* [YOUR ASSIGNMENT]: Give back exactly the lines that start at the one containing "the contribution, unfortunately" and run to the end of the material below, both ends included.

* [INFORMATION PROVIDED]:
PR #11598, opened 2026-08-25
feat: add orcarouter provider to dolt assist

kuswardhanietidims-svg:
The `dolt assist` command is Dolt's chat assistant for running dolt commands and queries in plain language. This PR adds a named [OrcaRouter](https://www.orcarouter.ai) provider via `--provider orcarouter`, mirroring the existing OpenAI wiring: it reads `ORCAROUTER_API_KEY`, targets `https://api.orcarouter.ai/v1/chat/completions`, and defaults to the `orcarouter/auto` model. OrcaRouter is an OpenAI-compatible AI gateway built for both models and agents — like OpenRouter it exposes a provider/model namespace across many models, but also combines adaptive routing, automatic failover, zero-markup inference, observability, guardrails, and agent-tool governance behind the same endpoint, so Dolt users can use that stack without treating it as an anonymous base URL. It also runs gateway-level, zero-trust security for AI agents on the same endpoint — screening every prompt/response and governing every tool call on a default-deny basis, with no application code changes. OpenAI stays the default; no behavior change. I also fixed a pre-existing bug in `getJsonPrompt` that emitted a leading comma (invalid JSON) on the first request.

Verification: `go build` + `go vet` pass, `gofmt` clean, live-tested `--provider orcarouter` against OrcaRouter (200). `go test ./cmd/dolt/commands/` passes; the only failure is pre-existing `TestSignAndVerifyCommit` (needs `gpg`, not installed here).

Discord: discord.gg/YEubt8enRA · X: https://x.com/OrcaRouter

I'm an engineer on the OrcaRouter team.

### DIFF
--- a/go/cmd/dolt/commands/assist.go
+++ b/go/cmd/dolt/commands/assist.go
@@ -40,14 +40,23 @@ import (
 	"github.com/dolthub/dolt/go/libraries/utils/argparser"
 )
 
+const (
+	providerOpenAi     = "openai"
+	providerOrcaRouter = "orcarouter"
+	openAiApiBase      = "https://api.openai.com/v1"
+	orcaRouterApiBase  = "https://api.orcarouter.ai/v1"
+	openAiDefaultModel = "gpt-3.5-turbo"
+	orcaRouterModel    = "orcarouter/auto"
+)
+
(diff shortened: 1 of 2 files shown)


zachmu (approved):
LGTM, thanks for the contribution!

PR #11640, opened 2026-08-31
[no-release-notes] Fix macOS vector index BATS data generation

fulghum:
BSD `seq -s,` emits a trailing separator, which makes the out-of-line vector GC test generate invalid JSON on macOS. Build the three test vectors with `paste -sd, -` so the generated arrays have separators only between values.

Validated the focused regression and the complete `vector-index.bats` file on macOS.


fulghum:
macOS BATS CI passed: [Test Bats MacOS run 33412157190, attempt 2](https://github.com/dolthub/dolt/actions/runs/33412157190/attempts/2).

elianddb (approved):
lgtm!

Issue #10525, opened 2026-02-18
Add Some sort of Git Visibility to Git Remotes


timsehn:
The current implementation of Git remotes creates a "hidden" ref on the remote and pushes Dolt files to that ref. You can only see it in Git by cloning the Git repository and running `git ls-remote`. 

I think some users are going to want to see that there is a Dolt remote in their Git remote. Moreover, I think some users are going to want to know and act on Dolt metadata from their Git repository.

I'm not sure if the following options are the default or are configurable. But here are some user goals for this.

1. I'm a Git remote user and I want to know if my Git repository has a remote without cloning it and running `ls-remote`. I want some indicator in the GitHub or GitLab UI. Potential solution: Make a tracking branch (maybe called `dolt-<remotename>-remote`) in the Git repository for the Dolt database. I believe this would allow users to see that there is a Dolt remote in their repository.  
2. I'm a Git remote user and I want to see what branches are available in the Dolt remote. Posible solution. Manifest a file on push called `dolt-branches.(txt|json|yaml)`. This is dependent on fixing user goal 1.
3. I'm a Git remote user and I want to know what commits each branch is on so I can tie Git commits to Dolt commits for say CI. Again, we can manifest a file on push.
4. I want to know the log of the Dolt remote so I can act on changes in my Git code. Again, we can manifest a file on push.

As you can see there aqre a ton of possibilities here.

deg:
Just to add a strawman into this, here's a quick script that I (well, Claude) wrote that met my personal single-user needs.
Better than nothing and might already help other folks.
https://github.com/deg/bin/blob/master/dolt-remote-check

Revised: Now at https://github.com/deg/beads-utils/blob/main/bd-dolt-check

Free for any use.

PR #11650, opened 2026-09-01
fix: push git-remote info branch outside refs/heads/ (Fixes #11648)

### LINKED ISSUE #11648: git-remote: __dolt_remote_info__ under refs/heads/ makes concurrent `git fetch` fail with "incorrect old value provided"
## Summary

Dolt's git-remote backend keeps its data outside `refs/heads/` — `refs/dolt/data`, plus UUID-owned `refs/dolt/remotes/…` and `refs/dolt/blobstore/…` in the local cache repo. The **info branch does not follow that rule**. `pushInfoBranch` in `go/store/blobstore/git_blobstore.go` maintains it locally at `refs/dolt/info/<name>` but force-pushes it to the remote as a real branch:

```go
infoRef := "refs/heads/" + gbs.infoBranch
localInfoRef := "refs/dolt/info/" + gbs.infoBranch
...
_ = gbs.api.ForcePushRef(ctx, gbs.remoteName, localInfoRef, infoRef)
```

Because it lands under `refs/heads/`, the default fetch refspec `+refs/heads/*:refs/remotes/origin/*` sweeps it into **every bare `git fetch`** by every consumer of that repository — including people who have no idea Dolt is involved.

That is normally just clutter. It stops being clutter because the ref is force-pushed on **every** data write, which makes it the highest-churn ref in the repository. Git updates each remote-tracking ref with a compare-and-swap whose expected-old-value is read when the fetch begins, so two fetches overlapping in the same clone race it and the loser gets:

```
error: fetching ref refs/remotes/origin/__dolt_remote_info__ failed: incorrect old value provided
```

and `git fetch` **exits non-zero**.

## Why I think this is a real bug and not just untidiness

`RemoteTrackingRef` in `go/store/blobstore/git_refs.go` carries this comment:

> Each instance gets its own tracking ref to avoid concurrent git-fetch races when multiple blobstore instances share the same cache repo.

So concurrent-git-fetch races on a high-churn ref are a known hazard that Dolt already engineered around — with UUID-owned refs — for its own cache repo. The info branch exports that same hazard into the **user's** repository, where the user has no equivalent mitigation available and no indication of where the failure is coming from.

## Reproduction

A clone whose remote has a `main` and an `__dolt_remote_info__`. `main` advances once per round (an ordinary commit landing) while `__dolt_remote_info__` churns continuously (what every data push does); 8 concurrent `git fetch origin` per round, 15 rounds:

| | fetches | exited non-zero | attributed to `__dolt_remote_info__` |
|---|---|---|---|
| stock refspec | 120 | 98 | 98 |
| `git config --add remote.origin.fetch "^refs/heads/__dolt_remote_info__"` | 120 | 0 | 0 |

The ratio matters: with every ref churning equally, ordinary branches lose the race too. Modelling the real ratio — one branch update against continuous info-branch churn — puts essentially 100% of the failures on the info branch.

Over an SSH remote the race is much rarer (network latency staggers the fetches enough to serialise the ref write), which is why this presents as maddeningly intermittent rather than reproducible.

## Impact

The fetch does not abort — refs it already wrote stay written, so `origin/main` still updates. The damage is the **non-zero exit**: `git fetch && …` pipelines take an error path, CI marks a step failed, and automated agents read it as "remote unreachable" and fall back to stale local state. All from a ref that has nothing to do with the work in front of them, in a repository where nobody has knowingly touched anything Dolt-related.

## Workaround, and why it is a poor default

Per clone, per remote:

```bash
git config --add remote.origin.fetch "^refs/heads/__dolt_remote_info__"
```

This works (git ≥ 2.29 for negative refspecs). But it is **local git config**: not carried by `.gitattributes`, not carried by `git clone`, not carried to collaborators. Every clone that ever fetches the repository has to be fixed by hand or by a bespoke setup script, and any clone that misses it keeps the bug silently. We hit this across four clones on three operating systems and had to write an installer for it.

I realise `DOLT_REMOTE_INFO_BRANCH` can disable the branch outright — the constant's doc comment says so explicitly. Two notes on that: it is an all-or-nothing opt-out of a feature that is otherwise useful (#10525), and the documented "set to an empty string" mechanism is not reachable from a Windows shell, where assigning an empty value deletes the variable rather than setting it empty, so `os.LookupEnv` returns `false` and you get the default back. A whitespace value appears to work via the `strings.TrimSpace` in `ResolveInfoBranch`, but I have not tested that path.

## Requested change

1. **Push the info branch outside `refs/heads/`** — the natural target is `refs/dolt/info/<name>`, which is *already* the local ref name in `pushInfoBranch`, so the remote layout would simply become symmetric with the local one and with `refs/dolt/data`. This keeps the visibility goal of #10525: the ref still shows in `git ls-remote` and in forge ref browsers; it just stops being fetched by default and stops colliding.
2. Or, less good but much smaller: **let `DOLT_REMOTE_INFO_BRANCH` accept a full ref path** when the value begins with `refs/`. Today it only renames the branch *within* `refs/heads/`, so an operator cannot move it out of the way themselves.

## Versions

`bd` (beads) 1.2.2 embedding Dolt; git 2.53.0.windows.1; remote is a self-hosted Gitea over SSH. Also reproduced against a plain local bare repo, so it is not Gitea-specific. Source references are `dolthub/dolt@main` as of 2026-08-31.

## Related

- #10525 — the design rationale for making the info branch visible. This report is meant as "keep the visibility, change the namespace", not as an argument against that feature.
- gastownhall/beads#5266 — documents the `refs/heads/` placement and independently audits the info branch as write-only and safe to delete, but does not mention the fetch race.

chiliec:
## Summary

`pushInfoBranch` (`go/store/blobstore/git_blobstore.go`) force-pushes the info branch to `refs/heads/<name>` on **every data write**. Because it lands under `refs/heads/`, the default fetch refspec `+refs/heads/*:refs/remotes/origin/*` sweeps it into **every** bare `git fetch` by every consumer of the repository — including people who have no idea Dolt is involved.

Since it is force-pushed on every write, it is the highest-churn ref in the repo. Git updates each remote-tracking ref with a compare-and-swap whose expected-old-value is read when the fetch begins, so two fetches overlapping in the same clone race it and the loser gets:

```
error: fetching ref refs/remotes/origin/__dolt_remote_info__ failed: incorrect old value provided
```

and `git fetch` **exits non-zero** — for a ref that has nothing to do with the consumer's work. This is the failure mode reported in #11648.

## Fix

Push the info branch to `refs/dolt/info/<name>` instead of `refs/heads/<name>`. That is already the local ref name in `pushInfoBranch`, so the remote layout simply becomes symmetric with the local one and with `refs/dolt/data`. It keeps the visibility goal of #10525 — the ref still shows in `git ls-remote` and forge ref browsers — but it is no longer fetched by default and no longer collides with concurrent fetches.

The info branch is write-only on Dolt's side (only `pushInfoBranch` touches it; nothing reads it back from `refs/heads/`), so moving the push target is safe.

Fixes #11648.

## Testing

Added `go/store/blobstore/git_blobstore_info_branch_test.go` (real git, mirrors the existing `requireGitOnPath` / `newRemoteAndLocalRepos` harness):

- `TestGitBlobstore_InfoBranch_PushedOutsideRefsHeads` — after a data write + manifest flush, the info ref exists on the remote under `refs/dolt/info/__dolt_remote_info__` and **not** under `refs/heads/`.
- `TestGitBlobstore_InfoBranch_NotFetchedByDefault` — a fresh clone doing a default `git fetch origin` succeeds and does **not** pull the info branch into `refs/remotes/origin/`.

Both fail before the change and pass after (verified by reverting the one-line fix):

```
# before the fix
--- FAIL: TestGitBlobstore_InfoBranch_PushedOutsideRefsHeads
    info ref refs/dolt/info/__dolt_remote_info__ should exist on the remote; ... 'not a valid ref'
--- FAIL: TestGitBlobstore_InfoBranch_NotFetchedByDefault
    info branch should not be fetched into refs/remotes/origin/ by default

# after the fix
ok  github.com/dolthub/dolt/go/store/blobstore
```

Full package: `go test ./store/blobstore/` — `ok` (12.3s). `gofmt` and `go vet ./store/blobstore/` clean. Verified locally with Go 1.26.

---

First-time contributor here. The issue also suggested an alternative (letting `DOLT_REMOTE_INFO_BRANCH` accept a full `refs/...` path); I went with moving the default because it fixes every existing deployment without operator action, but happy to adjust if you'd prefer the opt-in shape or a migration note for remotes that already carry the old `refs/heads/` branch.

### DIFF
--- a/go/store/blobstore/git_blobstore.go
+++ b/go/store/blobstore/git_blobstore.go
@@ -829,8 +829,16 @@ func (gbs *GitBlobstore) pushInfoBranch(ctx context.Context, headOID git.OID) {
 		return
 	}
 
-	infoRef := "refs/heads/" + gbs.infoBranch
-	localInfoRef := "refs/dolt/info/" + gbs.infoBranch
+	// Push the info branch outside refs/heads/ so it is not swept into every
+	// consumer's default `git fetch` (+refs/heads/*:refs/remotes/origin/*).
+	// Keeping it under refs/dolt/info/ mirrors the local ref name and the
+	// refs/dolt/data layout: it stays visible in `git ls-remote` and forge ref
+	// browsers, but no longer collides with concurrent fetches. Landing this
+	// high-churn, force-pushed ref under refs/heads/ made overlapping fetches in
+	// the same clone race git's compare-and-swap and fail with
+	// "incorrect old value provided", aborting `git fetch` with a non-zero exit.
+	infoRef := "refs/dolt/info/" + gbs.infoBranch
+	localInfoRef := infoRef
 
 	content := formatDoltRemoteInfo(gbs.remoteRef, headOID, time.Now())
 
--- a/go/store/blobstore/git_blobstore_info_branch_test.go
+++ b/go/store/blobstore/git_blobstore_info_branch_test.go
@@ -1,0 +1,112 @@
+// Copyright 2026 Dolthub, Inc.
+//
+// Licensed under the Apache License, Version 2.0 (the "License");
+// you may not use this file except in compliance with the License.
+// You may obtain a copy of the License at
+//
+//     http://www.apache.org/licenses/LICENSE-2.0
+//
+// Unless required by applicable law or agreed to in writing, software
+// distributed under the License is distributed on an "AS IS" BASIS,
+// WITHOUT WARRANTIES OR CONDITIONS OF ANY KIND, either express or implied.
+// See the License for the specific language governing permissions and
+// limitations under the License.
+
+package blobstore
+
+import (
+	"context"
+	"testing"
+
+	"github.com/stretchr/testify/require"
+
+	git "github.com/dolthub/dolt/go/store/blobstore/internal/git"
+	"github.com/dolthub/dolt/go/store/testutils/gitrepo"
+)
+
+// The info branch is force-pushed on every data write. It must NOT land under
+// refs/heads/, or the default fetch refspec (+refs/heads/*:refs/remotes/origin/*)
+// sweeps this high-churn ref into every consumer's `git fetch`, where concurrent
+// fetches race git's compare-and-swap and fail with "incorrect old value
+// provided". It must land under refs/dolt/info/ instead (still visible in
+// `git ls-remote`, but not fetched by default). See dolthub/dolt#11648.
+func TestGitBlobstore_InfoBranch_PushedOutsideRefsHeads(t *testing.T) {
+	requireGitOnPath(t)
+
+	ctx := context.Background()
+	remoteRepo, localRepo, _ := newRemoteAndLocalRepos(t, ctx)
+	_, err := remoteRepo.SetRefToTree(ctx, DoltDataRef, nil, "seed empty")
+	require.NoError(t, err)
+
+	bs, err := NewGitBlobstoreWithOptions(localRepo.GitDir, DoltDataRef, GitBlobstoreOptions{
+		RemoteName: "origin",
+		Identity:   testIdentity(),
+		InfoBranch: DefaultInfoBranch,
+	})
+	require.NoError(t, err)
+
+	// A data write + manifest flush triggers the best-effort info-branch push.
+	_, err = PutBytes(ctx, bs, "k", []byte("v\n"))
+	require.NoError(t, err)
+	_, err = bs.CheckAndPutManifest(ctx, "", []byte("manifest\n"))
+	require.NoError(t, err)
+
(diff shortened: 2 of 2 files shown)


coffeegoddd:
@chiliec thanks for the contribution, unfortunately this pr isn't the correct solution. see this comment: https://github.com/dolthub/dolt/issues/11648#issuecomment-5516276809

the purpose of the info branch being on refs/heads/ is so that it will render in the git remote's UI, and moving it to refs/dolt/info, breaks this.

* [OUTPUT BELOW]:
@chiliec thanks for the contribution, unfortunately this pr isn't the correct solution. see this comment: https://github.com/dolthub/dolt/issues/11648#issuecomment-5516276809

the purpose of the info branch being on refs/heads/ is so that it will render in the git remote's UI, and moving it to refs/dolt/info, breaks this.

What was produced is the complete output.